Diabetics Diagnosed Younger Have Longer Life Expectancy – Study
A new study by Finnish scientists into type 1 diabetes suggests that the earlier children are diagnosed the better their chances of living longer. They found young people diagnosed between 15 and 29 had a poorer survival rate than children diagnosed between birth and 14 years.
However, the research indicates that one of the major causes of premature death in young diabetics is abuse of alcohol and drugs, rather than late diagnosis or less effective care.
The study followed the cases of 17,306 type 1 diabetic patients who were no older than 30 and averaged 21 years. The cases, collected between 1970 and 1999, included follow-ups after diagnosis for up to 21 years and cause of deaths.
The team of researchers found the diabetic group who were diagnosed at an earlier age had better survival statistics and that these statistics have improved over the 30 years of the study. However, the survival rate of the young people who were aged over 15 at diagnosis has declined over the period.
Type 1 diabetes occurs when the body’s immune system attacks the beta cells in the pancreas, the cells, which produce the hormone insulin, used by the body to regulate blood sugar levels. This form of the disease is not associated with obesity and typically occurs in children and young people rather than those in later life, as with type 2 diabetes. At present, there is no prevention or cure for the disease.
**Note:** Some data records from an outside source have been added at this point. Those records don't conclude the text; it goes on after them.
PR #4455, opened 2020-07-08
[Feature] video tiles media icons

David-Henner:
## What's new in this PR?

- [Add microphone icon to video tiles](https://wearezeta.atlassian.net/browse/ZIOS-13553)
- [Add name label to video tile](https://wearezeta.atlassian.net/browse/ZIOS-13521)
- Small refactoring of the Video Grid implementation


Wire-iOS/Sources/UserInterface/Calling/CallViewController/VideoConfiguration.swift
```diff
@@ -21,60 +21,75 @@ import WireSyncEngine
...
         videoStreams = voiceChannel.videoStreamArrangment.grid
-        isMuted = mediaManager.isMicrophoneMuted && !isOverlayVisible
         networkQuality = voiceChannel.networkQuality
     }
 }
 
 extension VoiceChannel {
     
     private var selfStream: VideoStream? {
+        guard
```
johnxnguyen, line 36: Looks like this isn't used any more, you may be able to delete it.

Wire-iOS/Sources/UserInterface/Calling/VideoGridView/VideoGridView.swift
```diff
@@ -23,9 +23,20 @@ import WireDataModel
 import WireSyncEngine
 import avs
 
+struct StreamIdentifier: Equatable {
+    let userId: UUID
+    let clientId: String
+}
+
```
johnxnguyen, line 30: In Sync Engine there is an `AVSClient` struct exactly the same as this and for the same purpose.

Wire-iOS/Sources/UserInterface/Calling/VideoGridView/VideoGridView.swift
```diff
@@ -23,9 +23,20 @@ import WireDataModel
...
 struct Stream: Equatable {
     let userId: UUID
     let clientId: String
```
johnxnguyen, line 33: I suggest to use the bundle the both ids together with `AVSClient` to make their meaning clearer. This would also make the computed property for `streamId` redundant.

David-Henner: done here b65072d

Wire-iOS/Sources/UserInterface/Calling/CallViewController/VideoConfiguration.swift
David-Henner: it's used below in `videoStreamArrangment`

Wire-iOS/Sources/UserInterface/Calling/VideoGridView/VideoParticipantDetailView.swift
```diff
@@ -0,0 +1,83 @@
...
+        
+        [blurView, microphoneIconView, nameLabel].forEach {
+            $0.translatesAutoresizingMaskIntoConstraints = false
+            $0.clipsToBounds = true
+            addSubview($0)
+        }
+    }
+    
+    func createConstraints() {
+        blurView.fitInSuperview()
```
billypchan, line 72: I would recommend create 4 constraints and activate them in one batch below.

Great advances have been made in recent years in diabetes treatment and care, and with good blood sugar control and general healthcare, a diabetic can live a normal life with a good life expectancy. However, the mortality of diabetics is still significantly higher than that of healthy people in the population, with type 1 diabetics having a seven times greater mortality rate. For some reason women with type 1 diabetes are 13 times more likely not to survive, compared to 5% for men. Some ethnic groups have poorer survival rates than others.
Type 1 diabetics are normally insulin dependent; that is, they require injected insulin to control their blood sugar levels, and need to monitor their intake of carbohydrate. Up to now there has been little study into the comparative survival and mortality rates of type 1 diabetics based on the age at diagnosis.
This new study, published on the British Medical Journal’s website, found that alcohol and drugs were the cause of 39% of deaths in type 1 diabetics who had been diagnosed later in life. The team said this underlined the vital importance of good doctor-patient relationships; guidance and advice for young diabetics, especially as the abuse of drugs and drink have soared in recent years. They also cited smoking as a bad activity for diabetics to indulge in.
The team did not look into the psychological causes for drink and drug abuse, for example whether diagnosis with a serious disease might lead the patient into drinking and drug-taking through depression or through a desire to lead a “normal” social life.